1. She makes her edits, and opens a merge request, which appears in Bob's
   project on `gitlab.com`.
1. Alice and Bob discuss the merge request, each one from their own GitLab
   instance.
1. Bob can send additional commits, which are picked up by Alice's instance.
1. When Bob accepts the merge request, his instance picks up the code from
   Alice's instance.

In this process, ActivityPub would help in:

- Letting Bob know a fork happened.
- Sending the merge request to Bob.
- Enabling Alice and Bob to discuss the merge request.
- Letting Alice know the code was merged.

It does _not_ help in these cases, which need specific implementations:

- Implementing a network-wide search.
- Implementing cross-instance forks. (Not needed, thanks to Git.)

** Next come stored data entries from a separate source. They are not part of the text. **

PR #10809, opened 2021-05-31
[WIP] refactor(core): Move module loading polling to ModuleMap

bartlomieju:

PR #11015, opened 2021-06-17
fix(core/modules): Prepare modules only once per runtime

### LINKED ISSUE #9802: Module graph is too eager to re-check
The module graph is a bit too eager to reload and re-check and this doesn't work that great in certain scenarios.

For example with reload set to true, it'll always re-check for each dynamic import and worker instantiation:

```js
for (let i = 0; i < 1000; i++) {
  const worker = new Worker(new URL("./worker.ts", import.meta.url).href, { type: 'module' });
}
```

Depending on the complexity of the graph, the above code can forever to execute with `deno run --reload`.

We want to check against something like `needs_reload(specifier)` rather than just `flags.reload` in `module_graph.check`.

### LINKED ISSUE #11014: Redundant re-checking of dynamic imports
image

You can cause the module to be type-checked again by changing the file between repeated dynamic imports, but the module is already loaded so this should not happen.

_Fully_ short-circuiting a repeated dynamic import is quite hard, but we can easily skip the `load_prepare()` step under certain conditions. Fix coming.

This is unrelated to #9802.

nayeemrmn:
Fixes #9802.
Fixes #11014.

### DIFF
--- a/cli/module_graph.rs
+++ b/cli/module_graph.rs
@@ -44,7 +44,6 @@ use deno_core::ModuleSource;
 use deno_core::ModuleSpecifier;
 use log::debug;
 use regex::Regex;
-use std::borrow::Cow;
 use std::collections::HashMap;
 use std::collections::HashSet;
 use std::error::Error;
@@ -611,7 +610,7 @@ pub struct BundleOptions {
 }
 
 #[derive(Debug, Default)]
-pub struct CheckOptions<'a> {
+pub struct CheckOptions {
   /// If `true` then debug logging will be output from the isolate.
   pub debug: bool,
   /// Utilise the emit from `tsc` to update the emitted code for modules.
@@ -628,7 +627,7 @@ pub struct CheckOptions<'a> {
   /// A set of module specifiers to be excluded from the effect of
   /// `CheckOptions::reload` if it is `true`. Perhaps because they have already
   /// reloaded once in this process.
-  pub reload_exclusions: Cow<'a, HashSet<ModuleSpecifier>>,
+  pub reload_exclusions: HashSet<ModuleSpecifier>,
 }
 
 #[derive(Debug, Eq, PartialEq)]
@@ -668,7 +667,7 @@ pub struct EmitOptions {
 
 /// A structure which provides options when transpiling modules.
 #[derive(Debug, Default)]
-pub struct TranspileOptions<'a> {
+pub struct TranspileOptions {
   /// If `true` then debug logging will be output from the isolate.
   pub debug: bool,
   /// An optional config file with user supplied TypeScript configuration
@@ -681,7 +680,7 @@ pub struct TranspileOptions<'a> {
   /// A set of module specifiers to be excluded from the effect of
   /// `CheckOptions::reload` if it is `true`. Perhaps because they have already
   /// reloaded once in this process.
-  pub reload_exclusions: Cow<'a, HashSet<ModuleSpecifier>>,
+  pub reload_exclusions: HashSet<ModuleSpecifier>,
 }
 
 #[derive(Debug, Clone)]
--- a/cli/module_graph.rs
+++ b/cli/module_graph.rs
@@ -44,6 +44,7 @@ use deno_core::ModuleSource;
 use deno_core::ModuleSpecifier;
 use log::debug;
 use regex::Regex;
+use std::borrow::Cow;
 use std::collections::HashMap;
 use std::collections::HashSet;
 use std::error::Error;
@@ -610,7 +611,7 @@ pub struct BundleOptions {
 }
 
 #[derive(Debug, Default)]
-pub struct CheckOptions {
+pub struct CheckOptions<'a> {
   /// If `true` then debug logging will be output from the isolate.
   pub debug: bool,
   /// Utilise the emit from `tsc` to update the emitted code for modules.
@@ -624,6 +625,10 @@ pub struct CheckOptions {
   /// Ignore any previously emits and ensure that all files are emitted from
   /// source.
   pub reload: bool,
+  /// A set of module specifiers to be excluded from the effect of
+  /// `CheckOptions::reload` if it is `true`. Perhaps because they have already
+  /// reloaded once in this process.
+  pub reload_exclusions: Cow<'a, HashSet<ModuleSpecifier>>,
 }
 
 #[derive(Debug, Eq, PartialEq)]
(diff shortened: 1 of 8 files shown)


nayeemrmn:
@bartlomieju Please review.

core/modules.rs
```diff
@@ -648,17 +603,32 @@ impl ModuleMap {
...
     specifier: &str,
     code: Option<String>,
-  ) -> RecursiveModuleLoad {
-    RecursiveModuleLoad::main(
+  ) -> Result<RecursiveModuleLoad, AnyError> {
+    let module_specifier =
+      self
+        .loader
+        .resolve(self.op_state.clone(), specifier, ".", true)?;
+    let load = RecursiveModuleLoad::main(
```
bartlomieju, line 615: I don't really understand changes in this file. Please explain.

nayeemrmn: Other than adding [this code path](https://github.com/denoland/deno/pull/11015/files#diff-aa01489135c068a2056422f99878ba91861c585baed075470c08c1ac439ab3b2R654-R655) to short-circuit preparing dynamic imported modules already in the module map, there are two refactors:
1. Move [this code](https://github.com/denoland/deno/pull/11015/files#diff-5b779288098bb6449725245ce7fdb1ec3190563b5dd255e747cfc35e639407aeL1258) (after the singular call site of `ModuleMap::load_main()`) inside of `ModuleMap::load_main()` to make its functionality more similar to `ModuleMap::load_dynamic_import()`.
2. Remove and inline `RecursiveModuleLoad::prepare()` at its two call sites in `ModuleMap::load_main()` and `ModuleMap::load_dynamic_import()`. Something like `RecursiveModuleLoad::prepare()` should probably still exist, but that would lead to a duplicate resolve in `ModuleMap::load_dynamic_import()`.

bartlomieju: > Other than adding this code path to short-circuit preparing dynamic imported modules already in the module map, there are two refactors:


I'm a bit weary about it. This function is one of problems in #8421 and I'm making strides to rewrite it into a future instead.

> - Move this code (after the singular call site of ModuleMap::load_main()) inside of ModuleMap::load_main() to make its functionality more similar to ModuleMap::load_dynamic_import(). 
> - Remove and inline RecursiveModuleLoad::prepare() at its two call sites in ModuleMap::load_main() and ModuleMap::load_dynamic_import(). Something like RecursiveModuleLoad::prepare() should probably still exist, but that would lead to a duplicate resolve in ModuleMap::load_dynamic_import().

So these two are just cleanups to make more of the APIs internal to `ModuleMap`. Can't `RecursiveModuleLoad::prepare()` be left as is and called by those two related methods? I'm worried they might diverge at some point.

Anyway, the tests look good and are passing so I think I'll land it and worry about potential troubles with `is_registered` later

bartlomieju: Though I'd like to get @kitsonk's review as well as this PR touches the module graph.

nayeemrmn: > Can't `RecursiveModuleLoad::prepare()` be left as is and called by those two related methods? I'm worried they might diverge at some point.

Diverging isn't a problem, the two call sites after still share nothing except for a `prepare_load()` call. You'll notice `RecursiveModuleLoad::prepare()` had two separate code paths for if it was called from `load_main()` or `load_dynamic_import()`, which is why I thought to inline it. The amount of shared code is the same as it was before.

It's awkward because `RecursiveModuleLoad` would ideally keep a method for preparing itself, but as I mentioned that creates complications as to where and how many times `resolve()` is called in `load_dynamic_import()`.

bartlomieju: > Diverging isn't a problem, the two call sites after still share nothing except for a prepare_load() call. You'll notice RecursiveModuleLoad::prepare() had two separate code paths for if it was called from load_main() or load_dynamic_import(), which is why I thought to inline it. The amount of shared code is the same as it was before.

Of course 🤦‍♂️ that makes perfect sense

It's awkward because RecursiveModuleLoad would ideally keep a method for preparing itself, but as I mentioned that creates complications as to where and how many times resolve() is called in load_dynamic_import().

Is it a problem that resolve is called multiple times? It should be idempotent after all.

nayeemrmn: Okay, I've brought back `RecursiveModuleLoad::prepare()`. I think `resolve()` has duped calls in other places anyway. On another note I want to see if I can make simplifications to `RecursiveModuleLoad::state`/`LoadState`.

bartlomieju: @nayeemrmn just a heads up that I'm also working on `core/modules.rs` in #10809

nayeemrmn: I've replaced the following structure:
```rust
struct RecursiveModuleLoad {
  state: LoadState,
  // ...
}

enum LoadState {
  ResolveMain(String, Option<String>),
  ResolveImport(String, String),
  LoadingRoot,
  LoadingImports,
  Done,
}
```
with:
```rust
struct RecursiveModuleLoad {
  init: LoadInit,
  state: LoadState,
  // ...
}

enum LoadInit {
  Main(String), // specifier
  MainWithCode(String, String), // specifier, code
  DynamicImport(String, String), // specifier, referrer
}

enum LoadState {
  Init,
  LoadingRoot,
  LoadingImports,
  Done,
}
```
It's a lot more intuitive and usable. Reading `impl Stream for RecursiveModuleLoad {}` is a lot easier.

bartlomieju: @nayeemrmn just to be clear, nothing changed in the actual behavior of `RecursiveModuleLoad`?

nayeemrmn: > nothing changed in the actual behavior of `RecursiveModuleLoad`?

Correct, it's a refactor.

cli/module_graph.rs
```diff
@@ -610,7 +611,7 @@ pub struct BundleOptions {
 }
 
 #[derive(Debug, Default)]
-pub struct CheckOptions {
+pub struct CheckOptions<'a> {
```
kitsonk, line 614: It seems like we are really going out of our way to avoid some cloning, which makes for some really ugly code.  I would much rather prefer we not throw pointer lifetimes everywhere and have to call stuff with `Cow::borrow`.

nayeemrmn: `Cow` was the least obtrusive way I knew of to get it to satisfy `Default`, which was the only problem with a simple reference. I've changed it to just clone the the sets instead.

bartlomieju (approved):
LGTM, thank you Nayeem, this is a good fix and gave me an idea how to fix problems in concurrent module loading.

cli/module_graph.rs
nayeemrmn: 😅 Turns out no cloning is necessary anyway, there's only one consumption per branch. My mistake.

Why use ActivityPub here rather than implementing cross-instance merge requests
in a custom way? Two reasons:

1. **Building on top of a standard helps reach beyond GitLab**.
   While the workflow presented above only mentions GitLab, building on top
   of a W3C standard means other forges can follow GitLab
   there, and build a massive Fediverse of code sharing.
1. **An opportunity to make GitLab more social**. To prepare the
   architecture for the workflow above, smaller steps can be taken, allowing
   people to subscribe to activity feeds from their Fediverse social
   network. Anything that has a RSS feed could become an ActivityPub feed.
   People on Mastodon could follow their favorite developer, project, or topic
   from GitLab and see the news in their feed on Mastodon, hopefully raising
   engagement with GitLab.

## How

The idea of this implementation path is not to take the fastest route to
the feature with the most value added (cross-instance merge requests), but
to go on with the smallest useful step at each iteration, making sure each step
brings something immediately.

1. **Implement ActivityPub for social following**.
   After this, the Fediverse can follow activities on GitLab instances.
    1. ActivityPub to subscribe to project releases.
    1. ActivityPub to subscribe to project creation in topics.
    1. ActivityPub to subscribe to project activities.
    1. ActivityPub to subscribe to group activities.
    1. ActivityPub to subscribe to user activities.
1. **Implement cross-instance search** to enable discovering projects on other instances.
1. **Implement cross-instance forks** to enable forking a project from an other instance.
1. **Implement ActivityPub for cross-instance discussions** to enable discussing
   issues and merge requests from another instance:
    1. In issues.
    1. In merge requests.
1. **Implement ActivityPub to submit cross-instance merge requests** to enable
   submitting merge requests to other instances.

For now, see [how to implement an ActivityPub actor](actors/index.md).